Soon We Will be Able to Design Custom Sounds with Voice And Gesture

The first thing an architect or graphic designer will do at the start of a project is to produce some preliminary sketches — just to rough out their ideas on paper, perhaps augmented with computer-aided design software. But sound designers don’t have similar tools. A consortium of European researchers is seeking to change that by developing a suite of sketching tools for sound, based on voice and gestures.

“If you are an architect and want to sketch a house, you can simply draw it on a sketchpad,” the researchers wrote in a summary of their work. “But what do you do if you are a sound designer and want to rapidly sketch the sound of a new motorbike?” The usual tools — synthesizers, samplers, and sequences, for instance — are complicated and require considerable training to use. They’re just not as simple, quick, and intuitive as a sketch pad.

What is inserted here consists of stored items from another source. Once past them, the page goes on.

PR #178, opened 2023-10-19
javascript3-week1/NicoQ

lnknfan90:
This HW was pretty cool 🤓 Thanks for your review!

### DIFF
--- a/3_javascript/javascript3/week1/Giphy/scripts.js
+++ b/3_javascript/javascript3/week1/Giphy/scripts.js
@@ -3,19 +3,17 @@ function domListener() {
   document.addEventListener("DOMContentLoaded", domLoader);
 }
 
+
 function domLoader() {
   const inputSearch = document.getElementById("search");
   const clickSearch = document.getElementById("click");
   const numberOfSearch = document.getElementById("quantity");
   const resultOfSearch = document.getElementById("result");
 
-  let toSearch = "";
-  let limitOfSearch = 25;
 
-  inputSearch.addEventListener(
-    "input",
-    () => (toSearch = inputSearch.value.toLowerCase())
-  );
+  let gifSearch = "";
+  let searchLimit = 25;
+  const APIKEY = "S6BbyLq63tmjQgRUkQ7T3wfVR0Jkr0Yy";
 
   clickSearch.addEventListener("click", parameterSearch);
   inputSearch.addEventListener("keydown", (event) => {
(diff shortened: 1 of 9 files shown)


3_javascript/javascript3/week1/Giphy/scripts.js
```diff
@@ -0,0 +1,53 @@
...
+}
+
+function domLoader() {
+  const inputSearch = document.getElementById("search");
+  const clickSearch = document.getElementById("click");
+  const numberOfSearch = document.getElementById("quantity");
+  const resultOfSearch = document.getElementById("result");
+
+  let toSearch = "";
+  let limitOfSearch = 25;
```
shpomp, line 13: `toSearch` sounds neither like a variable nor a function.... since it is the search parameter. keyword, it could be named accordingly to make it clearer! 
`limitOfSearch` is okay, but it could be clearer by being more concise - searchLimit. 
What you named those is absolutely fine, I am just doing what's called "nitpicking" in code reviews 😀

3_javascript/javascript3/week1/Giphy/scripts.js
```diff
@@ -0,0 +1,53 @@
...
+
+  inputSearch.addEventListener(
```
shpomp, line 15: If I am not mistaken, this will run on every key entered, which there is no need to do. 
You need to take and lowercase and use the value only when a search is executed, so you could save resources by only doing this in the search execution function 💡

3_javascript/javascript3/week1/WeatherApp/scripts.js
```diff
@@ -0,0 +1,103 @@
...
+
+        const temperature = data.main.temp;
+        const weatherIconClass = selectWeatherIcon(temperature);
+        const weatherIcon = document.createElement("i");
+        weatherIcon.className = weatherIconClass;
+        weatherInfo.appendChild(weatherIcon);
+
+        windInfo(data);
+        cloudInfo(data);
+        dayTime(data);
```
shpomp, line 39: It might be more optimal to only pass the data that you need. 
Since you separated the functions so nicely, you could also make sure you don't throw all the data into them. 
But this is also maybe a nitpick :D

shpomp (changes requested):
Very good job! 
It is very nice and impressive to see how clean and well-structured your implementations are, there is very little to change or comment on. 
You are learning super well, bavo 👏🏽 ⭐ 

Huge apologies this stayed review-less for so long .😢

3_javascript/javascript3/week1/Giphy/scripts.js
lnknfan90: Thanks Karo! Super valuable review for me. I applied the changes :)

PR #185, opened 2023-10-21
javascript3-week1/Sevda

Sevda-NZ:
Sorry for delay! Thank in advance for review.


shpomp:
This has a lot of homework that should not be there. 
Make sure to only submit the relevant homework 🙏🏽

PR #187, opened 2023-10-21
javascript3-week1/Aaron

SpartanDeBoss:
JS3 Week 1 HW.. hope to get a review thanks in advanced


shpomp:
Submit only the needed homework. This includes previous homework. 
🙏🏽

SpartanDeBoss:
> Submit only the needed homework. This includes previous homework. 🙏🏽

My bad @shpomp it was a mistake, sorry but what will be the best way to do it? Delete the branch and resubmit or just delete the other files from it..  thanks for feedback!

shpomp:
> > Submit only the needed homework. This includes previous homework. 🙏🏽
> 
> My bad @shpomp it was a mistake, sorry but what will be the best way to do it? Delete the branch and resubmit or just delete the other files from it.. thanks for feedback!

- The best way would be to revert unneeded commits from this branch so that you keep this branch and only have the commits that are needed and learn to correct this mistake. In this case, try to search "how to revert a commit that has been pushed". That is the most proper way that you will need in the future.
- You could also try cherry-picking with git. In that case, try to search "how to cherry pick commits".

However, if it gets a bit much and confusing - that is normal. You could then try a manual simple workaround solution - resubmit the files in a new branch, for example. Deleting the files here is never a good idea as you would generally be trying to delete them from the whole repo, if you think about what a Pull Request is in essence. 

Try and see how it goes 😅 🙏🏽

SpartanDeBoss:
> > > Submit only the needed homework. This includes previous homework. 🙏🏽
> > 
> > 
> > My bad @shpomp it was a mistake, sorry but what will be the best way to do it? Delete the branch and resubmit or just delete the other files from it.. thanks for feedback!
> 
> * The best way would be to revert unneeded commits from this branch so that you keep this branch and only have the commits that are needed and learn to correct this mistake. In this case, try to search "how to revert a commit that has been pushed". That is the most proper way that you will need in the future.
> * You could also try cherry-picking with git. In that case, try to search "how to cherry pick commits".
> 
> However, if it gets a bit much and confusing - that is normal. You could then try a manual simple workaround solution - resubmit the files in a new branch, for example. Deleting the files here is never a good idea as you would generally be trying to delete them from the whole repo, if you think about what a Pull Request is in essence.
> 
> Try and see how it goes 😅 🙏🏽

hi @shpomp sorry for the late reply. i did try it , looks wired but I’m not sure IF it was the right thing tho 😂.. hopefully i can get a feedback thanks. 🙏🏾

PR #194, opened 2023-10-25
javascript1-week3/srushti

srushtisalke:


srushtisalke:
Accidentally push changes for JS1 week3. The homework was done before.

Sound is difficult to describe in words, which is why most of us resort to a combination of gesture and vocal mimicry when, say, trying to convey to someone else that a car goes vrooom. The human voice is like a built-in sound synthesizer.

“People can recognize fairly well what a person imitates,” Guillaume Lemaitre, a researcher at Ircam in Paris, France, told Gizmodo via email. “So our dream tool would be a synthesizer that we could directly interact with, [using] our voice and gestures, just as what we do naturally when we talk to someone. Ideally, this synthesizer would understand the imitations the same way a person would do, and create sounds accordingly.”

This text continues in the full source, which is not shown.